The next few panels are chemotherapy, and represent a variety of combinations of chemotherapies that are given (think antibiotics) – different combinations of drugs, mostly given as a drip, but sometimes as tablets. Certain combinations are given for certain types of cancers, and certain combinations are chosen depending on the medical background of the patient. Some chemotherapies are given before surgery, and others afterwards.
So who gets chemotherapy?
The question everyone asks. Well, any cancers that are not oestrogen or progesterone sensitive (triple-negative); any cancer that is HER2 positive; most cancers that have spread to the lymph nodes; and most cancers that have a high Ki-67 score. How high is high? A Ki-67 score over 15% is considered a luminal B breast cancer, and encourages a discussion in the multi-disciplinary meeting (MDM) about chemotherapy.
Why do some patients start with chemoTHERAPY then only have surgery?
If the cancer is big and in the glands, most units would suggest starting with chemotherapy. If the cancer is a triple-negative with a high Ki-67 score or a HER2 positive cancer, a discussion in the MDM will likely be suggesting to kill the cancer first.
Remember, there is always fine print in any contract or fine-tuning of any recipe. With very small cancers under 5mm, it’s debatable whether there is need for certain treatments. Please insist that your cancer treatment is discussed in a MDM, and that you’re given feedback on the opinions offered.
The small spokes under the umbrella represent genetic profiling. By profiling certain tumours, you can fine-tune or change what panels may or may not be needed. Genetic profiling is a topic I will discuss
in detail at some brave stage! The simplest comparison is looking at the engine inside the car – what drives the motor and what keeps the motor running.
The stick of the umbrella represents the biology of the tumour – the pathology obtained by a core needle biopsy. Not a surgical biopsy (starting to sound like a nag)!
The mechanism that opens the umbrella is the radiological assessment of the size of tumour, and, most importantly, the lymph node assessment – involved or not; a sentinel lymph node biopsy may be needed.
The handle is surgery and radiation. A single handle means surgery only (no need for radiation). This is a small subset of women choosing mastectomies, who don’t have affected lymph nodes.
A double handle is the addition of radiation. More secure, and given to anyone with affected lymph nodes or anyone having a breast-saving operation. The handles are held together by good reconstructive (oncoplastic) techniques.

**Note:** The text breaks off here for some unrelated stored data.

PR #4446, opened 2020-07-16
fixup stubs on object-under-test for presenters

no-reply:
trying to tidy this test suite up enough that we can test it against valkyrie/a
clear set of dependency interfaces.

@samvera/hyrax-code-reviewers

### DIFF
--- a/app/presenters/hyrax/work_show_presenter.rb
+++ b/app/presenters/hyrax/work_show_presenter.rb
@@ -4,6 +4,10 @@ module Hyrax
     include ModelProxy
     include PresentsAttributes
 
+    ##
+    # @!attribute [w] member_presenter_factory
+    #   @return [MemberPresenterFactory]
+    attr_writer :member_presenter_factory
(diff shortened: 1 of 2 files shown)


app/presenters/hyrax/work_show_presenter.rb
```diff
@@ -241,12 +235,9 @@ def valid_child_concerns
     private
 
     # list of item ids to display is based on ordered_ids
-    def authorized_item_ids
-      @member_item_list_ids ||= begin
-        items = ordered_ids
-        items.delete_if { |m| !current_ability.can?(:read, m) } if Flipflop.hide_private_items?
-        items
-      end
+    def authorized_item_ids(filter_unreadable: Flipflop.hide_private_items?)
```
jeremyf, line 238: I definitely like this parameterized.

no-reply: NO 👏 HARDCODED 👏 DEPENDENCIES 👏

PR #4447, opened 2020-07-16
ensure iiif manifest order

no-reply:
still thinking about how to do a robust test for this, but this ought to
reinstate careful ordering for IIIF manifests.

@samvera/hyrax-code-reviewers

### DIFF
--- a/app/presenters/hyrax/iiif_manifest_presenter.rb
+++ b/app/presenters/hyrax/iiif_manifest_presenter.rb
@@ -87,7 +87,12 @@ module Hyrax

So, you can see under the umbrella is the local treatment, which is independent of the umbrella. The umbrella protects you from the acid rain of cancer cells that may fall and not be seen.
Thinking of the scene in Singing in The Rain with Gene Kelly: it’s happy yet bizarre; maybe the joy invoked from the song is in the not getting wet?
So the next time a friend or patient asks “Can I avoid chemotherapy?”, remember the answer is “No”.
One can choose local treatment up to a point but oncology treatments are independent of surgery; and safety should always be the best goal.